São muitas as adversidades que sobrevêm a todos e que sinalizam que é o tempo de parar, refletir e esperar passar o “frio”. Em Israel, durante três meses chove o suficiente para que ao longo do ano inteiro haja vida e não falte água. O inverno pode ser uma estação pedagógica.

Dai-lhes vós de comer

Quando os discípulos questionaram Jesus sobre como alimentar a multidão que O seguia e teve fome (Lc 9:13), ouviram: “Dai-lhes vós mesmos de comer”. O Messias não mandou que procurassem as autoridades, a municipalidade ou o governo.

Quantas pessoas morrem de frio debaixo de marquises, nos períodos mais frios do ano? E quantos sentem sede no imenso calor do verão do Nordeste, onde a seca predomina quase em todas as estações do ano? É preciso se compadecer do pobre, dos idosos, das viúvas, dos mendigos. E muitos são largados pelas suas famílias em manicômios, orfanatos ou asilos. “Aquele que se compadece do pobre empresta ao Senhor, que lhe retribuirá o seu benefício” (Pv 19:17).

Moradora de um dos barracos na ocupação em Nova Palestina (São Paulo), Maria Ramos tomou para si a responsabilidade de ajudar.  “São muitas pessoas carentes sem ter o que comer. Temos muitos desempregados e, às vezes, não sabemos nem como ajudá-los”, lamenta.

Regiane da Silva é mãe de Pablo, 16 anos, Emily, 12, Mirela, 3, e Lohany, dois meses. “É muito difícil ser mãe e não ter o que oferecer aos filhos. Maria sempre me ajuda com medicamentos, leite, fraldas. Preciso de ajuda para a educação deles; meu maior medo é perdê-los para o mundo”, desabafa.

O teólogo belga José Comblin descreve a dificuldade de muitos em enxergar os excluídos: “O pobre sempre foi o outro. Hoje parece que é ainda mais ‘outro’, mais alheio do que nos séculos anteriores. Ele fica excluído também geograficamente: para comprovar sua rejeição, basta ver o lugar onde mora”.
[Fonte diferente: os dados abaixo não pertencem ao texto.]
PR #314, opened 2021-02-09
[Feature][AES-2467] Video Subtitle / Captions

beau-charman:
This PR address the GEL partition of https://aesoponline.atlassian.net/browse/AES-2467 by adding a captions track, toggle button, props, logic and styling. 

https://aesop.github.io/aesop-gel/?path=/story/components-video--video-with-captions-track

~As a by-product of testing this, I also found that the `uuid` package was rendering new ids on every render (bad for a component like Video where the progress causes re-renders), so this has been replaced with https://github.com/thearnica/react-uid#readme 🥳  - snapshots updated to accommodate this.~

The `should show loading html when clicked` test in AddToCartButton needs to be re written as I was getting false negatives in local testing due to the async nature of the test.

The new storybook also takes into account default function properties now when generating docs, so I am starting the process of removing `defaultProps` from components, as it is too verbose and too much implementation detail. 

~Lastly, the inconsistency of `cleanUp` and `cleanup` needed to be addressed 😓 .~


beau-charman:
@MkMan , will React UID affect the use of IDs in checkbox and inputv2?

src/components/Video/components/Controls/Controls.js
```diff
@@ -138,6 +139,20 @@ const Controls = ({
...
+        <Button
+          className={cx(styles.captionsToggle, {
+            [styles.hidden]: !isActiveVideoControlActive && isPlaying,
+            [styles.isActive]: captions?.isActive,
+          })}
+          isInline={true}
+          onClick={handleOnCaptionsToggleClick}
+          title={captions?.toggleButtonTitle}
+        >
+          CC
```
zack76, line 152: should the caption button be using an icon or SVG rather than text "CC"?

MkMan:
Is it possible to split this into smaller PRs 🙏 ? 54 files is a lot of files to review 😄 
It's better to keep refactors/enhancements/chores separate from feature work because it makes reverting easier if needed

MkMan:
> @MkMan , will React UID affect the use of IDs in checkbox and inputv2?

It should be fine if it offers the same functionality as the old library. They were used as a fallback `id` (to link labels to inputs) in case one isn't provided.

src/components/Checkbox/Checkbox.js
```diff
@@ -21,6 +21,7 @@ const Checkbox = forwardRef(
     },
     ref,
   ) => {
+    const uid = useUID();
```
MkMan, line 24: Does it need to be declared as a const or can it be invoked if needed like before?

src/components/Video/components/Controls/Controls.js
beau-charman: CC

src/components/Checkbox/Checkbox.js
beau-charman: happy to invoke inline

src/components/Video/components/Controls/Controls.js
beau-charman: CC

> Is it possible to split this into smaller PRs 🙏 ? 54 files is a lot of files to review 😄
> It's better to keep refactors/enhancements/chores separate from feature work because it makes reverting easier if needed

As illustrated in the description, the other changes were made in response to the feature PR being blocked due to false fail tests and over re-rendering optimisation 

The cleanup change was a selfish one for my mental health.

beau-charman:
> Is it possible to split this into smaller PRs 🙏 ? 54 files is a lot of files to review 😄
> It's better to keep refactors/enhancements/chores separate from feature work because it makes reverting easier if needed

As illustrated in the description, the other changes were made in response to the feature PR being blocked due to false fail tests and over re-rendering optimisation

The cleanup change was a selfish one for my mental health.

src/components/Video/components/VideoPlayer/VideoPlayer.utils.js
```diff
@@ -0,0 +1,19 @@
+import {
+  ascertainIsSmallOnlyViewport,
+  ascertainIsMediumOnlyViewport,
+  ascertainIsLargeViewport,
+} from '~/utils/viewports';
+
+const getVideoSrc = sizes => {
```
MkMan, line 7: Can you please add unit tests for this 🙏 ?

src/components/Video/components/VideoPlayer/VideoPlayer.utils.js
```diff
@@ -0,0 +1,19 @@
...
+  const { small, medium, large } = sizes || {};
```
MkMan, line 8: Wanted your thoughts on this one. Is this the same as providing a default value for `sizes`?
```js
const getVideoSrc = (sizes = {}) => {
```

src/components/Video/Video.module.css
```diff
@@ -8,6 +8,39 @@
   margin: 0;
   object-fit: cover;
 
+  video::cue {
```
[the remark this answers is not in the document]
beau-charman: Still working on the styles with Max, I might make this PR a draft

src/components/Video/components/VideoPlayer/VideoPlayer.utils.js
```diff
@@ -0,0 +1,19 @@
...
+
+  if (small && ascertainIsSmallOnlyViewport()) return small;
+
+  if (medium && ascertainIsMediumOnlyViewport()) return medium;
+
+  if (large && ascertainIsLargeViewport()) return large;
+
+  return small || medium || large || '';
```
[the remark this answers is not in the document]
beau-charman: No, like, if there is only a small provided, and the user is on a large screen, there should still be a video, that as a requirement, but `video` doesnt support responsive sources like picture does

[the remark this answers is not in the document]
MkMan: Ahhhhh, got it, makes sense 👌

src/components/Video/components/VideoPlayer/VideoPlayer.utils.js
beau-charman: Reason I am staying away from `lazy` defaults is to be explicit. In the component, one could still rely on `sizes` being falsy if not passes at all (like the typical `if (!sizes) return null`) but if we give it a "blank slate" default, we are kinda incorrectly representing what props where passed.

beau-charman: I even don't like `onClick = () =>` as a default, as one is simply declaring a memory pointer to a function that does nothing. I'd rather be explicit, and if the prop is not required, simply run a conditional check before it: 

 ```
 if (props.onClick) prop.onClick(); 
 ```

src/components/Video/Video.spec.js
```diff
@@ -8,6 +8,10 @@ describe('<Video />', () => {
     expect(Video).toBeDefined();
   });
 
+  it('should not crash application when rendered with no props', () => {
```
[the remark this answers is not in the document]
beau-charman: Just trying out a worst case scenario - trying to think of a way of stress testing all the component without manually testing without certain props. if you have any suggestions, that would be great. (obviously components with required props will throw their own errors). Maybe another item for a call discussion.

src/components/Video/components/VideoPlayer/VideoPlayer.utils.js
MkMan: That's an interesting point 🤔 
Do you know which results in more js to send to the client? That could also be a factor to consider. I think RAM nowadays is plenty

beau-charman:
```
{
  onclick = () => {},
}
...
```
onclick()
```
{
  onClick,
}
...
if (onClick) onClick();
```

and, `onClick` most likely will be turned into `g` or something anyway.

```
const f = ({g}) => {if (g) g();}
```

```
const f = ({g = () => }) => {g();}
```

MkMan: Fair enough 😃 
I'll leave this unresolved so the discussion is more visible for other reviewers

beau-charman: oooo. the js minifier turns `if (onClick) onClick();` into `g&&g()`, thats cool

src/components/Video/Video.js
```diff
@@ -12,80 +11,65 @@ import { Image } from '~/components/Image';
...
-    const videoRefCurrent = videoRef.current;
-
-    if (isScrollBasedVideo && videoRefCurrent) {
-      // eslint-disable-next-line no-new
-      new VideoScroller({ el: videoRefCurrent });
-    }
-  }, [isScrollBasedVideo]);
-
-  const pauseVideo = () => {
+  function pauseVideo() {
```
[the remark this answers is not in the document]
beau-charman: I try to bury implementation details. function block underneath the important code is a step before importing them from a seperate file. I might even declare them after the component and pass in the state setter callbacks and refs now that I look at it. also, I also don’t care about `this` or implicit returns here, so no need for an arrow function. Hiding the implementation is more important that slightly less characters and 'trendy' code in this case. Hopefully that makes sense.

src/components/Video/Video.module.css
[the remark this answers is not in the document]
beau-charman: Also, the idea was to get the style right for browser that accommodate `::cue` and other track selectors, and let other browsers use their native styles if they dont support them

src/components/Video/Video.js
```diff
@@ -12,80 +11,65 @@ import { Image } from '~/components/Image';
...
 import { Poster } from './components/Poster';
 import { VideoPlayer } from './components/VideoPlayer';
+import { useVideoScroller, useProgress } from './Video.customHooks';
 import styles from './Video.module.css';
 
 const Video = forwardRef(function VideoRef(
   {
+    captions,
     className,
     copy,
```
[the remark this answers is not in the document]
beau-charman: I think "Should the copy prop be marked as required then to alert us if it's not provided?" is more of a business logic item to as POs

zack76 (approved):

src/components/Video/components/VideoPlayer/VideoPlayer.utils.js
beau-charman: Have added an issue to chase this up 😓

Comblin destaca que, para a conversão do pobre acontecer, é necessário dar o primeiro passo em direção a ele. “Não se articula a libertação num escritório, diante de um computador. Para iniciar esse processo, há necessidade de contato pessoal”, afirma ele em “O Olhar”, no seu livro “O Caminho – Ensaio sobre o seguimento de Jesus”.

A matéria acima é uma republicação de edições anteriores de Comunhão. Fatos, comentários e opiniões contidos no texto se referem à época em que a matéria foi escrita.